* [What is required]: Write out the following listing's lines from the one with "raphkim: this overload" to the one with "been configured, yet.", exactly, with both included and no others.

* [Records for processing]:
PR #1106, opened 2021-01-14
datastore(feat): support delete by model type with predicate

raphkim:
*Issue #, if available:*

*Description of changes:*
* Added method to `DataStoreCategoryBehavior` interface for deleting models by type & predicate
* Implemented it on DataStore plugin and local storage engine
* Added tests

### DIFF
--- a/aws-datastore/src/androidTest/java/com/amplifyframework/datastore/storage/SynchronousStorageAdapter.java
+++ b/aws-datastore/src/androidTest/java/com/amplifyframework/datastore/storage/SynchronousStorageAdapter.java
@@ -18,6 +18,7 @@ package com.amplifyframework.datastore.storage;
 import android.content.Context;
 import androidx.annotation.NonNull;
 
+import com.amplifyframework.core.Action;
 import com.amplifyframework.core.Consumer;
 import com.amplifyframework.core.model.Model;
 import com.amplifyframework.core.model.ModelSchema;
@@ -27,6 +28,7 @@ import com.amplifyframework.core.model.query.predicate.QueryPredicate;
 import com.amplifyframework.core.model.query.predicate.QueryPredicates;
 import com.amplifyframework.datastore.DataStoreException;
 import com.amplifyframework.testutils.Await;
+import com.amplifyframework.testutils.VoidResult;
 
 import java.util.ArrayList;
 import java.util.Iterator;
@@ -234,6 +236,28 @@ public final class SynchronousStorageAdapter {
                     onResult,
                     onError
                 )
+        );
+    }
+
+    /**
+     * Delete every model of given type that matches predicate.
+     * @param modelType Model type to delete
+     * @param predicate Filter to apply for deletion
+     * @param <T> Type of model being deleted
+     * @throws DataStoreException On any failure to delete the models
+     */
+    public <T extends Model> void delete(@NonNull Class<T> modelType, @NonNull QueryPredicate predicate)
+            throws DataStoreException {
+        Await.result(
+                operationTimeoutMs,
+                (Consumer<Object> onResult, Consumer<DataStoreException> onError) ->
+                    asyncDelegate.delete(
+                            modelType,
+                            StorageItemChange.Initiator.DATA_STORE_API,
+                            predicate,
+                            () -> onResult.accept(VoidResult.instance()),
+                            onError
+                    )
         );
     }
 
--- a/aws-datastore/src/androidTest/java/com/amplifyframework/datastore/storage/SynchronousStorageAdapter.java
+++ b/aws-datastore/src/androidTest/java/com/amplifyframework/datastore/storage/SynchronousStorageAdapter.java
@@ -18,7 +18,6 @@ package com.amplifyframework.datastore.storage;
 import android.content.Context;
 import androidx.annotation.NonNull;
 
-import com.amplifyframework.core.Action;
 import com.amplifyframework.core.Consumer;
 import com.amplifyframework.core.model.Model;
 import com.amplifyframework.core.model.ModelSchema;
@@ -249,15 +248,15 @@ public final class SynchronousStorageAdapter {
     public <T extends Model> void delete(@NonNull Class<T> modelType, @NonNull QueryPredicate predicate)
             throws DataStoreException {
         Await.result(
-                operationTimeoutMs,
-                (Consumer<Object> onResult, Consumer<DataStoreException> onError) ->
-                    asyncDelegate.delete(
-                            modelType,
-                            StorageItemChange.Initiator.DATA_STORE_API,
-                            predicate,
-                            () -> onResult.accept(VoidResult.instance()),
-                            onError
-                    )
+            operationTimeoutMs,
+            (Consumer<Object> onResult, Consumer<DataStoreException> onError) ->
+                asyncDelegate.delete(
+                    modelType,
+                    StorageItemChange.Initiator.DATA_STORE_API,
+                    predicate,
+                    () -> onResult.accept(VoidResult.instance()),
+                    onError
+                )
         );
     }
 
--- a/aws-datastore/src/androidTest/java/com/amplifyframework/datastore/storage/sqlite/SQLiteStorageAdapterDeleteTest.java
+++ b/aws-datastore/src/androidTest/java/com/amplifyframework/datastore/storage/sqlite/SQLiteStorageAdapterDeleteTest.java
@@ -31,6 +31,7 @@ import org.junit.Before;
 import org.junit.BeforeClass;
 import org.junit.Test;
 
+import java.util.Collections;
 import java.util.HashSet;
 import java.util.List;
 import java.util.Set;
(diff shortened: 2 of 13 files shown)


aws-datastore/src/androidTest/java/com/amplifyframework/datastore/storage/SynchronousStorageAdapter.java
```diff
@@ -237,6 +239,28 @@ public void terminate() throws DataStoreException {
...
+     * @param modelType Model type to delete
+     * @param predicate Filter to apply for deletion
+     * @param <T> Type of model being deleted
+     * @throws DataStoreException On any failure to delete the models
+     */
+    public <T extends Model> void delete(@NonNull Class<T> modelType, @NonNull QueryPredicate predicate)
+            throws DataStoreException {
+        Await.result(
+                operationTimeoutMs,
+                (Consumer<Object> onResult, Consumer<DataStoreException> onError) ->
```
jamesonwilliams, line 253: Oh, interesting. I usually provide the type bounds in `Await.<Here, here>`, but it looks like they are inferred if you add them to the lambda, too, eh.

aws-datastore/src/androidTest/java/com/amplifyframework/datastore/storage/sqlite/SQLiteStorageAdapterDeleteTest.java
```diff
@@ -203,7 +207,95 @@ public void deleteModelWithPredicateDeletesConditionally() throws DataStoreExcep
...
+        final BlogOwner mark = BlogOwner.builder()
+                .name("Mark")
+                .build();
+        adapter.save(john);
+        adapter.save(jane);
+        adapter.save(mark);
+
+        // Delete everybody whose names start with "J" (i.e. John & Jane)
+        final QueryPredicate predicate = BlogOwner.NAME.beginsWith("J");
+        adapter.delete(BlogOwner.class, predicate);
```
jamesonwilliams, line 235:
```suggestion
        adapter.delete(BlogOwner.class, BlogOwner.NAME.beginsWith("J"));
```

aws-datastore/src/androidTest/java/com/amplifyframework/datastore/storage/sqlite/SQLiteStorageAdapterDeleteTest.java
```diff
@@ -203,7 +207,95 @@ public void deleteModelWithPredicateDeletesConditionally() throws DataStoreExcep
...
+        assertEquals(12, deleted.size());
+        assertEquals(expected, deleted);
+
+        // Get the BlogOwner from the database. Should not have been deleted.
+        final List<BlogOwner> blogOwners = adapter.query(BlogOwner.class);
+        assertEquals(Collections.singletonList(ownerModel), blogOwners);
+
+        // Get the Blog from the database. Should be deleted.
+        final List<Blog> blogs = adapter.query(Blog.class);
+        assertTrue(blogs.isEmpty());
```
jamesonwilliams, line 295:
```suggestion
        assertTrue(adapter.query(Blog.class).isEmpty());
```

aws-datastore/src/androidTest/java/com/amplifyframework/datastore/storage/sqlite/SQLiteStorageAdapterDeleteTest.java
```diff
@@ -203,7 +207,95 @@ public void deleteModelWithPredicateDeletesConditionally() throws DataStoreExcep
...
+
+        // Get the Post from the database. Should be deleted
+        final List<Post> posts = adapter.query(Post.class);
+        assertTrue(posts.isEmpty());
```
jamesonwilliams, line 299:
```suggestion
        assertTrue(adapter.query(Post.class).isEmpty());
```

aws-datastore/src/main/java/com/amplifyframework/datastore/storage/LocalStorageAdapter.java
```diff
@@ -132,6 +132,25 @@ void query(
...
+     * specific conditions. A {@link Consumer} will be invoked when the
+     * save operation is completed, to notify the caller of success or failure.
+     * @param <T> The type of item being deleted
+     * @param itemClass Item to delete
+     * @param initiator An identification of the actor who initiated this deletion
+     * @param predicate Predicate condition for conditional delete
+     * @param onSuccess A callback that will be invoked when deletion succeeds
+     * @param onError A callback that will be invoked when deletion fails with an error
+     */
+    <T extends Model> void delete(
```
jamesonwilliams, line 146: I think we should try to _reduce_ the number of APIs we have on the local storage adapter.

Would it be possible to consolidate our various public `delete(...)` behaviors, so that they call one single primitive method on the storage adapter?

We want to provide various APIs on the public DataStore contract, to make things easier for customers. But to help keep our storage layer lean and mean, it would be better to centralize its entry points.

aws-datastore/src/main/java/com/amplifyframework/datastore/storage/sqlite/SQLiteStorageAdapter.java
```diff
@@ -521,6 +521,70 @@ public void query(
         });
     }
 
+    public <T extends Model> void delete(
```
jamesonwilliams, line 524:
```suggestion
    @Override
    public <T extends Model> void delete(
```

Any way we can achieve this functionality on the storage adapter without forking/cloning a new method instance?

aws-datastore/src/test/java/com/amplifyframework/datastore/storage/InMemoryStorageAdapter.java
```diff
@@ -26,10 +26,14 @@
 import com.amplifyframework.core.model.ModelSchema;
 import com.amplifyframework.core.model.query.QueryOptions;
 import com.amplifyframework.core.model.query.predicate.QueryPredicate;
+import com.amplifyframework.core.model.query.predicate.QueryPredicates;
 import com.amplifyframework.datastore.DataStoreException;
 
+import com.google.common.base.Predicates;
```
jamesonwilliams, line 32: No `com.google.common`, please. We can use Gson, itself, since we have a dependency on it. But we ought not to use its transitive dependencies. This one might be from Guava, I guess?

aws-datastore/src/test/java/com/amplifyframework/datastore/storage/InMemoryStorageAdapter.java
```diff
@@ -187,6 +191,43 @@ public void query(
         onSuccess.accept(deletion);
     }
 
+    @SuppressWarnings("unchecked") // item.getClass() -> Class<?>, but type is T. So cast as Class<T> is OK.
+    @Override
+    public <T extends Model> void delete(
```
jamesonwilliams, line 196: Any opportunity to consolidate the implementation with the storage adapter's other delete method(s)?

core/src/main/java/com/amplifyframework/datastore/DataStoreCategoryBehavior.java
```diff
@@ -97,6 +97,22 @@
             @NonNull Consumer<DataStoreException> onFailureToDelete
     );
 
+    /**
+     * Deletes every item of given type from the DataStore that meets the provided
+     * conditions.
```
jamesonwilliams, line 102: What's the behavior if there are no matches? Nothing gets deleted? Can you document?

rxbindings/src/main/java/com/amplifyframework/rx/RxDataStoreBinding.java
```diff
@@ -72,6 +72,13 @@
             dataStore.delete(item, predicate, onResult, onError));
     }
 
+    @NonNull
+    @Override
+    public <T extends Model> Completable delete(@NonNull Class<T> itemClass, @NonNull QueryPredicate predicate) {
+        return toCompletable((onResult, onError) ->
+                dataStore.delete(itemClass, predicate, () -> {}, onError));
```
jamesonwilliams, line 79: For the `() -> {}`, I think we have a `NoOpConsumer.create()` or something of that sort, which is a minor readability enhancement. Makes it look more deliberate.

jamesonwilliams (commented):
Look great, Raph! Love the coverage added here, as well. Only thought I had was if we can reduce the footprint being added to the LocalStorageAdapter. It would be nice to have only one entry point for deletions at the storage layer, even while we keep various convenience APIs on the public interface, for customers.

aws-datastore/src/test/java/com/amplifyframework/datastore/storage/InMemoryStorageAdapter.java
raphkim: that shouldn't have made it here... must have been auto imported from when i accidentally auto-completed. I removed them though.

core/src/main/java/com/amplifyframework/datastore/DataStoreCategoryBehavior.java
raphkim: Nothing is deleted and operation succeeds. I will add it to the doc.

rxbindings/src/main/java/com/amplifyframework/rx/RxDataStoreBinding.java
raphkim: this overload of `delete` takes in `Action` rather than a `Consumer`. There doesn't appear to be a no-op Action available outside of `EmptyAction` which resides in `testutils` package.

aws-datastore/src/test/java/com/amplifyframework/datastore/storage/InMemoryStorageAdapter.java
raphkim: this one behaves completely differently than the other delete method unfortuantely. If anything, the all the other methods where a single data is being written/removed (i.e. `save(Model)` and `delete(Model)`)  are similar enough to each other that it's plausible to consolidate those. I made an effort to do something along that line actually in my last refactoring PR, but didn't remove any methods.

changxu0306 (approved):
Overall it looks good!

rxbindings/src/main/java/com/amplifyframework/rx/RxDataStoreBinding.java
raphkim: added `NoOpAction` to address this.

PR #1107, opened 2021-01-14
feat(core): add an api to check if amplify is configured

jamesonwilliams:
Resolves: https://github.com/aws-amplify/amplify-flutter/issues/124

### DIFF
--- a/core-kotlin/src/main/java/com/amplifyframework/kotlin/core/Amplify.kt
+++ b/core-kotlin/src/main/java/com/amplifyframework/kotlin/core/Amplify.kt
@@ -82,6 +82,14 @@ class Amplify {
         }
 
         /**
+         * Checks if Amplify has been configured, yet.
+         * @return true if so, false, otherwise.
+         */
+        fun isConfigured(): Boolean {
+            return delegate.isConfigured()
+        }
+
+        /**
          * Add a plugin to the Amplify framework.
          * You must add or remove plugins before calling configure();
          * it is an error to try to add a plugin after calling configure().
--- a/core/src/main/java/com/amplifyframework/core/Amplify.java
+++ b/core/src/main/java/com/amplifyframework/core/Amplify.java
@@ -116,6 +116,18 @@ public final class Amplify {
     }
 
     /**
+     * Check is Amplify has been configured. Amplify cannot be used until it has been configured.
+     * {@link #configure(Context)} will throw an {@link AmplifyException} if you try to re-configure
+     * Amplify. To guard against this, you can wrap the call inside an isConfigured() check.
+     * @return True if Amplify has been configured, false otherwise
+     */
+    public static boolean isConfigured() {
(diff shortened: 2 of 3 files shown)


jamesonwilliams:
We met and decided *not* to add this API. Instead, Android will created a purpose-tailored exception for this use case, as discussed in #1108.

jamesonwilliams:
> We met and decided _not_ to add this API. Instead, Android will created a purpose-tailored exception for this use case, as discussed in #1108.

We did add the purpose-built exception type, but customers were left unsatisfied. New resolution: we'll make both available.

richardmcclellan:
> > We met and decided _not_ to add this API. Instead, Android will created a purpose-tailored exception for this use case, as discussed in #1108.
> 
> We did add the purpose-built exception type, but customers were left unsatisfied. New resolution: we'll also make this `isConfigured()` API available.

Do you have any more background you could share?   Why were customers left unsatisfied?

richardmcclellan:
> > > We met and decided _not_ to add this API. Instead, Android will created a purpose-tailored exception for this use case, as discussed in #1108.
> > 
> > 
> > We did add the purpose-built exception type, but customers were left unsatisfied. New resolution: we'll also make this `isConfigured()` API available.
> 
> Do you have any more background you could share? Why were customers left unsatisfied?

Context provided offline:  For Flutter customers (using Dart), catching this purpose built exception goes against the fundamentals of the language because checked exceptions are only supposed to be thrown if there is a bug, or a truly unexpected state.  It also causes major issues for Flutter developers because it interrupts the debugger during development.

richardmcclellan (approved):

richardmcclellan:
@jamesonwilliams I'm trying to decide if we should merge this change, or not.   Let me know your thoughts!

### Reasons not to merge:
 - While Flutter is definitely adding `isConfigured`, they are not dependent on this change to implement it, because they are tracking the `isConfigured` track themselves.
 - I'm not aware of a reason an Android customer would need this.  I think that catching the `AlreadyConfiguredException` is a better approach, and matches Android/Java paradigms better.

### Reasons to merge:
 - Since Flutter is adding this, perhaps we should just add it for platform parity.

jamesonwilliams:
> @jamesonwilliams I'm trying to decide if we should merge this change, or not. Let me know your thoughts!
> 
> ### Reasons not to merge:
> * While Flutter is definitely adding `isConfigured`, they are not dependent on this change to implement it, because they are tracking the `isConfigured` track themselves.
> * I'm not aware of a reason an Android customer would need this.  I think that catching the `AlreadyConfiguredException` is a better approach, and matches Android/Java paradigms better.  Also, this introduces two ways of doing the same thing, which goes against our design tenets.
> 
> ### Reasons to merge:
> * Since Flutter is adding this, perhaps we should just add it for platform parity.

I think we can close it for now and await further customer input. This API seems to have a platform specific need on Flutter, but not on Android.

* [Expected answer]:
raphkim: this overload of `delete` takes in `Action` rather than a `Consumer`. There doesn't appear to be a no-op Action available outside of `EmptyAction` which resides in `testutils` package.

aws-datastore/src/test/java/com/amplifyframework/datastore/storage/InMemoryStorageAdapter.java
raphkim: this one behaves completely differently than the other delete method unfortuantely. If anything, the all the other methods where a single data is being written/removed (i.e. `save(Model)` and `delete(Model)`)  are similar enough to each other that it's plausible to consolidate those. I made an effort to do something along that line actually in my last refactoring PR, but didn't remove any methods.

changxu0306 (approved):
Overall it looks good!

rxbindings/src/main/java/com/amplifyframework/rx/RxDataStoreBinding.java
raphkim: added `NoOpAction` to address this.

PR #1107, opened 2021-01-14
feat(core): add an api to check if amplify is configured

jamesonwilliams:
Resolves: https://github.com/aws-amplify/amplify-flutter/issues/124

### DIFF
--- a/core-kotlin/src/main/java/com/amplifyframework/kotlin/core/Amplify.kt
+++ b/core-kotlin/src/main/java/com/amplifyframework/kotlin/core/Amplify.kt
@@ -82,6 +82,14 @@ class Amplify {
         }
 
         /**
+         * Checks if Amplify has been configured, yet.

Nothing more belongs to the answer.